• **EXERCISE GOAL**:
Up to and including the line containing "exceptions.", set down each line of the entries below exactly, starting from the first, and leave out the rest.

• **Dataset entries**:

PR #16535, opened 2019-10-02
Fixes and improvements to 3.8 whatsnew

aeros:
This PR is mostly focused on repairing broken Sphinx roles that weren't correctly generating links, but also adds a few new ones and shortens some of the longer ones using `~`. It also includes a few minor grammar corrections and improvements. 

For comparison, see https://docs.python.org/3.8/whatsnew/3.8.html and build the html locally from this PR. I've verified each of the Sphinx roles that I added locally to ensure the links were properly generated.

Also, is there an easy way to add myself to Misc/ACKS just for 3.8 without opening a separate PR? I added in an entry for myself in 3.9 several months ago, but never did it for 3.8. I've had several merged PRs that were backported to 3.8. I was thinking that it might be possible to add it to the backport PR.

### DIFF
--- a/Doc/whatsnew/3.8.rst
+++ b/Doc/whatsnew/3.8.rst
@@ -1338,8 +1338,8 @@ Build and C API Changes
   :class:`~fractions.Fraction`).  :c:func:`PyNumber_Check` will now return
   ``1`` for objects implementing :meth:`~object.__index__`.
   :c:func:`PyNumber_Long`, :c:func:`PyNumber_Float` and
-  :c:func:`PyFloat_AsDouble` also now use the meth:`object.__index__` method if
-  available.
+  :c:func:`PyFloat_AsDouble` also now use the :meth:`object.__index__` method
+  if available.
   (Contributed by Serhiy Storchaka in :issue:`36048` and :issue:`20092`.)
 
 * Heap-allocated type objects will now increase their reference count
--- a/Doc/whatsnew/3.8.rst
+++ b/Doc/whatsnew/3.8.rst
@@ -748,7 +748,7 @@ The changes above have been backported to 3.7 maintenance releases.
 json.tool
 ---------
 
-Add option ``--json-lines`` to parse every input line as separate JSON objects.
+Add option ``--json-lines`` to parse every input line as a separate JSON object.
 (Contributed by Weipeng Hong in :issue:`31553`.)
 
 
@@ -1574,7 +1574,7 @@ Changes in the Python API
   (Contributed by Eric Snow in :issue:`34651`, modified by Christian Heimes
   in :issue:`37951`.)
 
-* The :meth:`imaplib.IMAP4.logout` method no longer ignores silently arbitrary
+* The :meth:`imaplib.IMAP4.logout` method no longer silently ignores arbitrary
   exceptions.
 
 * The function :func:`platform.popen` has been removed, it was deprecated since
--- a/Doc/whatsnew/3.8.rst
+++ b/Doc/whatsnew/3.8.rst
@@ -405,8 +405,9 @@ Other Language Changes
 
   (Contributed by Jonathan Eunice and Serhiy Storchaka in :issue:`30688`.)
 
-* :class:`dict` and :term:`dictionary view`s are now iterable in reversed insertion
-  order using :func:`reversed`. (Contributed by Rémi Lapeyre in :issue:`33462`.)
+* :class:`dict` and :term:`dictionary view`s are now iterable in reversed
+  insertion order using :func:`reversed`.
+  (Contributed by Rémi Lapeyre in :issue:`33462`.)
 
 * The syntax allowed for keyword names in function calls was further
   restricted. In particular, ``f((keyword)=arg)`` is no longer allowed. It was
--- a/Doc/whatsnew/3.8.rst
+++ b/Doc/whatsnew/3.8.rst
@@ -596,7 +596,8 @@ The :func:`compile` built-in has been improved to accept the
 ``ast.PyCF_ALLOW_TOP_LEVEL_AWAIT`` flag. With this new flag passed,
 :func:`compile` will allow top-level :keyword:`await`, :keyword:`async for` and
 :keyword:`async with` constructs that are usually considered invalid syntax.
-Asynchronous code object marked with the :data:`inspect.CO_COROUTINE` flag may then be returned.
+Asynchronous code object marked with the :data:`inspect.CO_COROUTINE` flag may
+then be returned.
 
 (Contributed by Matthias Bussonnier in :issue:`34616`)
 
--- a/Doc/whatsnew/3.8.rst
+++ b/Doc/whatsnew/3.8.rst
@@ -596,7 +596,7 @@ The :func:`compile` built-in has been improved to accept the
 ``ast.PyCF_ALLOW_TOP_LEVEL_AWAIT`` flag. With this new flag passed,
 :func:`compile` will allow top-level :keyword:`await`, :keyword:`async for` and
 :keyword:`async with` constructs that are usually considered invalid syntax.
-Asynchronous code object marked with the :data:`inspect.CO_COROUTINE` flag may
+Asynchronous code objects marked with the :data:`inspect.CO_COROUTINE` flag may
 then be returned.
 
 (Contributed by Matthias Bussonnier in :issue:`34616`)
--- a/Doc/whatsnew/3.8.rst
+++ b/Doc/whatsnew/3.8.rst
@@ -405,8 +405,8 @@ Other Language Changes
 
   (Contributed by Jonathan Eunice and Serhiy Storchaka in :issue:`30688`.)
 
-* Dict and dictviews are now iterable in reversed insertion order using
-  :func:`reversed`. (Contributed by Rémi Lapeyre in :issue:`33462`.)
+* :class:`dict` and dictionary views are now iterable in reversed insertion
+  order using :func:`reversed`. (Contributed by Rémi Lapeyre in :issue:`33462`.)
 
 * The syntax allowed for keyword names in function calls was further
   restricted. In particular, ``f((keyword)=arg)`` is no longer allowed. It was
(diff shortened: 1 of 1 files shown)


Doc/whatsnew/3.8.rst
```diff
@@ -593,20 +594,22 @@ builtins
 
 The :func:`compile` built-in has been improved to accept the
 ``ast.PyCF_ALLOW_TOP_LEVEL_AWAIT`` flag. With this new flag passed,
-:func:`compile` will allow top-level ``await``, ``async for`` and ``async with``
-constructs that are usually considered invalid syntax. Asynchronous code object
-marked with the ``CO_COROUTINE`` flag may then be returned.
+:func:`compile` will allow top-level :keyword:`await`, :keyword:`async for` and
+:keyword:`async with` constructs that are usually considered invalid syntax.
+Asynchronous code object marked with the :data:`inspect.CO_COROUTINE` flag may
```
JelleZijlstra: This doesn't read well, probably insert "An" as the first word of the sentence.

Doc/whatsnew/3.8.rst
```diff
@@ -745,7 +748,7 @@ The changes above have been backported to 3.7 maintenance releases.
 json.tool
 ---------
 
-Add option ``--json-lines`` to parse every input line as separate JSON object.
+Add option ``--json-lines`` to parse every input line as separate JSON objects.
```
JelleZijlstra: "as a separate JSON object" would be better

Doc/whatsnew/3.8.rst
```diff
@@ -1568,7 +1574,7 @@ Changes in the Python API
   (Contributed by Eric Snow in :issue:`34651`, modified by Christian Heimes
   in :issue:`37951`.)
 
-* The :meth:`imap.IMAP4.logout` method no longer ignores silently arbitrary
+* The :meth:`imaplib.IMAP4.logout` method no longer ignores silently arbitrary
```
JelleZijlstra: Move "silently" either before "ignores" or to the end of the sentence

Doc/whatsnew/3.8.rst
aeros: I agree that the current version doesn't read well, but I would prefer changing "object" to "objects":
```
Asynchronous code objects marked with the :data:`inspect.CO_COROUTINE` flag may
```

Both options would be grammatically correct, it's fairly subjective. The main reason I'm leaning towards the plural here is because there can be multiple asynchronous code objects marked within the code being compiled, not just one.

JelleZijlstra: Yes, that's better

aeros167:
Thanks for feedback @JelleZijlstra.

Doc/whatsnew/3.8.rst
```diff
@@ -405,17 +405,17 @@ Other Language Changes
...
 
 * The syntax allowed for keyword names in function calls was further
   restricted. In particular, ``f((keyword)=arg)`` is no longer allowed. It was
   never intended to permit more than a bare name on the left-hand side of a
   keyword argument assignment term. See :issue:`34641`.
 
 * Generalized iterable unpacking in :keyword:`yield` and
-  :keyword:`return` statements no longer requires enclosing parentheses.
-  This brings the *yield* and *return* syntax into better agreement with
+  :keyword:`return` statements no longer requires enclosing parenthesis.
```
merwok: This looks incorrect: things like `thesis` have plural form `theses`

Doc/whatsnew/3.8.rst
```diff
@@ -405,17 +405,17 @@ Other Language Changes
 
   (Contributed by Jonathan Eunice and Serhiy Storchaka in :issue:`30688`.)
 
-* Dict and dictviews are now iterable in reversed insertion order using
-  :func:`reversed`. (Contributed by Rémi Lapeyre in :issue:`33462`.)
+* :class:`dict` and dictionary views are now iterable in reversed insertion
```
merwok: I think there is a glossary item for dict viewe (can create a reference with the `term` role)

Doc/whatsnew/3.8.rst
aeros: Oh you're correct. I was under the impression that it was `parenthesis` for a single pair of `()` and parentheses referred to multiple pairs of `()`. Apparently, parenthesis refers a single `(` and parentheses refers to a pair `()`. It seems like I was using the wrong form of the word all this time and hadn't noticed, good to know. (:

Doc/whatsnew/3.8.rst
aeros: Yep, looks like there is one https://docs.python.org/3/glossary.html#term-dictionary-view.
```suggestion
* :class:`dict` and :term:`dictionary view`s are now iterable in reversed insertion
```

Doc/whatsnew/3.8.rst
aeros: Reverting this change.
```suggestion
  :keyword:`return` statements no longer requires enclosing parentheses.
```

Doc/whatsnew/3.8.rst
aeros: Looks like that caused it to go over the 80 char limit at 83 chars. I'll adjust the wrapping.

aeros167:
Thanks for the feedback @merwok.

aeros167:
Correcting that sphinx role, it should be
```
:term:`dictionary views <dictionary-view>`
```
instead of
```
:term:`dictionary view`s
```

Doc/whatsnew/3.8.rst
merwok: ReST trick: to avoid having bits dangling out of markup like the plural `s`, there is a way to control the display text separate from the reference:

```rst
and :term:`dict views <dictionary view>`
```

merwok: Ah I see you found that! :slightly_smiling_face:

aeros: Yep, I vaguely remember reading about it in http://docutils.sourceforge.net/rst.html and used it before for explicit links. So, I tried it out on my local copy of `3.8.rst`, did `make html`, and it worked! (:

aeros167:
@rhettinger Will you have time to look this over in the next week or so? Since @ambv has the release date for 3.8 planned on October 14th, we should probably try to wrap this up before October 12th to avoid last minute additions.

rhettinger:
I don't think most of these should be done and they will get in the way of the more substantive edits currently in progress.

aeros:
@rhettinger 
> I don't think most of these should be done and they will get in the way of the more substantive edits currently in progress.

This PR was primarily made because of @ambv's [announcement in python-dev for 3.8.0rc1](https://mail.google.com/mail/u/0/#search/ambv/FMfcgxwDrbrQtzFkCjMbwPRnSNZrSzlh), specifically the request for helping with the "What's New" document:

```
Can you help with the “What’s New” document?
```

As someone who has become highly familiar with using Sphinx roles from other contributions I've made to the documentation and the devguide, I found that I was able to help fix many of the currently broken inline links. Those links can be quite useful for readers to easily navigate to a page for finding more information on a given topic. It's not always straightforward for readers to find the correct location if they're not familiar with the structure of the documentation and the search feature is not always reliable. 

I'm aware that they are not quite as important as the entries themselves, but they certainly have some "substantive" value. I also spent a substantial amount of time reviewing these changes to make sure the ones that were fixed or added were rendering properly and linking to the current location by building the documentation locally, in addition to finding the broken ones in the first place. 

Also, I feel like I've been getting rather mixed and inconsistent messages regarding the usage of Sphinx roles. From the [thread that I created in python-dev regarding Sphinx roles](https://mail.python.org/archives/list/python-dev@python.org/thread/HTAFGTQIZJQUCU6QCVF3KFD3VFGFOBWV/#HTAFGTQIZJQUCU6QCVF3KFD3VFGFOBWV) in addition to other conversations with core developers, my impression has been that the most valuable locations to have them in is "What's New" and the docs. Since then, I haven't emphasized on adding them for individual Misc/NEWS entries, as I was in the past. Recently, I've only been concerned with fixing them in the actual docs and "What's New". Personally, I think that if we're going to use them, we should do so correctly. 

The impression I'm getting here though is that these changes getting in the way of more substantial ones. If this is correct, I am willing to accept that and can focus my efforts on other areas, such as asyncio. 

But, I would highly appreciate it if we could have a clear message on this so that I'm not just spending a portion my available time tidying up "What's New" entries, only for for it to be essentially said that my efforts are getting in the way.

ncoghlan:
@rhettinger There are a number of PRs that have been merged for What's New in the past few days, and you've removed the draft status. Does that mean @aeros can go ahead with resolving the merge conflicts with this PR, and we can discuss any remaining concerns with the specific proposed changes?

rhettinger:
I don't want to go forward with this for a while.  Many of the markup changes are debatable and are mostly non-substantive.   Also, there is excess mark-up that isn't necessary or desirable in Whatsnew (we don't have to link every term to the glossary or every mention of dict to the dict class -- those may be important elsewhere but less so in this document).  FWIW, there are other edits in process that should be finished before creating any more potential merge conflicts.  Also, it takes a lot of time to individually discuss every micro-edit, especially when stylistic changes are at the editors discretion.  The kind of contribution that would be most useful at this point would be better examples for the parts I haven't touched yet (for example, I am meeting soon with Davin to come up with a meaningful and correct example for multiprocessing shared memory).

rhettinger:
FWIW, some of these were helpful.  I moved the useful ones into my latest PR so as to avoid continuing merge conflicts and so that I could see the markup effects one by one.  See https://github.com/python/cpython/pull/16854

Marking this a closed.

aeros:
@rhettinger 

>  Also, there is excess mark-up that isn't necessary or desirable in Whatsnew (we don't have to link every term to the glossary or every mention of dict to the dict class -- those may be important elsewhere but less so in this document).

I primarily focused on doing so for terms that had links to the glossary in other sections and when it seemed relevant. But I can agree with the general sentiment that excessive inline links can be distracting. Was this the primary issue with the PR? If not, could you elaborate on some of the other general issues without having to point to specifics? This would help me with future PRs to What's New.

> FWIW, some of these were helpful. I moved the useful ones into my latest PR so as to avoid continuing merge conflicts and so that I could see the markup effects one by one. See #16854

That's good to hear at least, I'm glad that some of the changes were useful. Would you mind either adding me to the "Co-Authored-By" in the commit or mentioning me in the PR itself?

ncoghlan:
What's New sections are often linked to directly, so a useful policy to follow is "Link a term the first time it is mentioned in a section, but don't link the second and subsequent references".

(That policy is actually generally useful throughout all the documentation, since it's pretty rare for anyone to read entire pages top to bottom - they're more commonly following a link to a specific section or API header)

• **ANSWER SECTION**:
PR #16535, opened 2019-10-02
Fixes and improvements to 3.8 whatsnew

aeros:
This PR is mostly focused on repairing broken Sphinx roles that weren't correctly generating links, but also adds a few new ones and shortens some of the longer ones using `~`. It also includes a few minor grammar corrections and improvements. 

For comparison, see https://docs.python.org/3.8/whatsnew/3.8.html and build the html locally from this PR. I've verified each of the Sphinx roles that I added locally to ensure the links were properly generated.

Also, is there an easy way to add myself to Misc/ACKS just for 3.8 without opening a separate PR? I added in an entry for myself in 3.9 several months ago, but never did it for 3.8. I've had several merged PRs that were backported to 3.8. I was thinking that it might be possible to add it to the backport PR.

### DIFF
--- a/Doc/whatsnew/3.8.rst
+++ b/Doc/whatsnew/3.8.rst
@@ -1338,8 +1338,8 @@ Build and C API Changes
   :class:`~fractions.Fraction`).  :c:func:`PyNumber_Check` will now return
   ``1`` for objects implementing :meth:`~object.__index__`.
   :c:func:`PyNumber_Long`, :c:func:`PyNumber_Float` and
-  :c:func:`PyFloat_AsDouble` also now use the meth:`object.__index__` method if
-  available.
+  :c:func:`PyFloat_AsDouble` also now use the :meth:`object.__index__` method
+  if available.
   (Contributed by Serhiy Storchaka in :issue:`36048` and :issue:`20092`.)
 
 * Heap-allocated type objects will now increase their reference count
--- a/Doc/whatsnew/3.8.rst
+++ b/Doc/whatsnew/3.8.rst
@@ -748,7 +748,7 @@ The changes above have been backported to 3.7 maintenance releases.
 json.tool
 ---------
 
-Add option ``--json-lines`` to parse every input line as separate JSON objects.
+Add option ``--json-lines`` to parse every input line as a separate JSON object.
 (Contributed by Weipeng Hong in :issue:`31553`.)
 
 
@@ -1574,7 +1574,7 @@ Changes in the Python API
   (Contributed by Eric Snow in :issue:`34651`, modified by Christian Heimes
   in :issue:`37951`.)
 
-* The :meth:`imaplib.IMAP4.logout` method no longer ignores silently arbitrary
+* The :meth:`imaplib.IMAP4.logout` method no longer silently ignores arbitrary
   exceptions.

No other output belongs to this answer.